* Task to complete
Go through the entries and tally the lines containing the word "documentation". Only the total is wanted.

* Supplied material
◆ ◆ ◆

PR #722, opened 2016-02-17
allows zeppelin to be run and managed as a service.  ZEPPELIN-641

jeffsteinmetz:
### What is this PR for?
allows zeppelin to be run and managed as a service, does not start in background via nohup
the service manager handles process instead

### What type of PR is it?
Improvement

### Todos
* None, should work as is

ZEPPELIN-641

bin/zeppelin-daemon.sh upstart

### Questions:
* Does this needs documentation? updated

### DIFF
--- a/bin/zeppelin-daemon.sh
+++ b/bin/zeppelin-daemon.sh
@@ -21,7 +21,7 @@
 # description: Start and stop daemon script for.
 #
 
-USAGE="Usage: zeppelin-daemon.sh [--config <conf-dir>] {start|stop|restart|reload|status}"
+USAGE="Usage: zeppelin-daemon.sh [--config <conf-dir>] {start|stop|upstart|restart|reload|status}"
 
 if [[ "$1" == "--config" ]]; then
   shift
@@ -159,6 +159,16 @@ function check_if_process_is_alive() {
   fi
 }
 
+function upstart() {
+
+  # upstart() allows zeppelin to be run and managed as a service
+  # for example, this could be called from an upstart script in /etc/init
+  # where the service manager starts and stops the process
+  initialize_default_directories
+
+  $ZEPPELIN_RUNNER $JAVA_OPTS -cp $ZEPPELIN_CLASSPATH_OVERRIDES:$CLASSPATH $ZEPPELIN_MAIN >> "${ZEPPELIN_OUTFILE}"
+}
+
 function start() {
   local pid
 
@@ -240,6 +250,9 @@ case "${1}" in
     ;;
   stop)
     stop
+    ;;
+  upstart)
+    upstart
     ;;
   reload)
     stop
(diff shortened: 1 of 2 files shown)


bin/zeppelin-daemon.sh
```diff
@@ -159,6 +159,16 @@ function check_if_process_is_alive() {
...
 }
 
+function upstart() {
+
+  # upstart() allows zeppelin to be run and managed as a service
+  # for example, this could be called from an upstart script in /etc/init
+  # where the service manager starts and stops the process
+  initialize_default_directories
+
+  $ZEPPELIN_RUNNER $JAVA_OPTS -cp $ZEPPELIN_CLASSPATH_OVERRIDES:$CLASSPATH $ZEPPELIN_MAIN >> "${ZEPPELIN_OUTFILE}"
```
felixcheung: would it be able to detect that it is already running like start() does?

felixcheung: or we are saying this should only be called during boot from upstart script?

jeffsteinmetz: This is purely for usage with a service manager such as upstart when found in ```/etc/init```
Its actually how I am running this in production on Ubuntu.  Upstart already detects a running process.  If you call
`sudo service zeppelin start`
then call again
`sudo service zeppelin start`
the service manager return a message that it is already started.


for example, here is a `zeppelin.conf`

```
description	"zeppelin"

start on (local-filesystems and net-device-up IFACE!=lo)
stop on shutdown

# Respawn the process on unexpected termination
respawn

# respawn the job up to 7 times within a 5 second period.
# If the job exceeds these values, it will be stopped and marked as failed.
respawn limit 7 5

# zeppelin installed in /usr/share/zeppelin in this example
chdir /usr/share/zeppelin
exec bin/zeppelin-daemon.sh upstart
```

felixcheung: cool, maybe a help doc link or this code snippet in our doc would be helpful
this would be everything more reliable running as a service too.

jeffsteinmetz: recent commit now has expanded example in docs/install/install.md

felixcheung:
cool, looks good.

Leemoonsoo:
bin/zeppelin.sh does the similar job.
maybe, we want to keep only one of these two in the future.

Anyway, this PR looks good to me especially with nice documentation.

felixcheung:
Agreed on the overlap.
Let's merge this for now if there is no more comments.

jeffsteinmetz:
Agreed as well.  
It appears `bin/zeppelin.sh` is a subset of zeppelin-daemon.sh.  
Only one script would need to be maintained if `bin/zeppelin.sh` was depreciated in favor of a single zeppelin runner script.

felixcheung:
@jeffsteinmetz you are welcome to look into how the script should be merged - we would likely keep both of them functional for a release but one script could simply wrap the other.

◆ ◆ ◆

* Answer below
2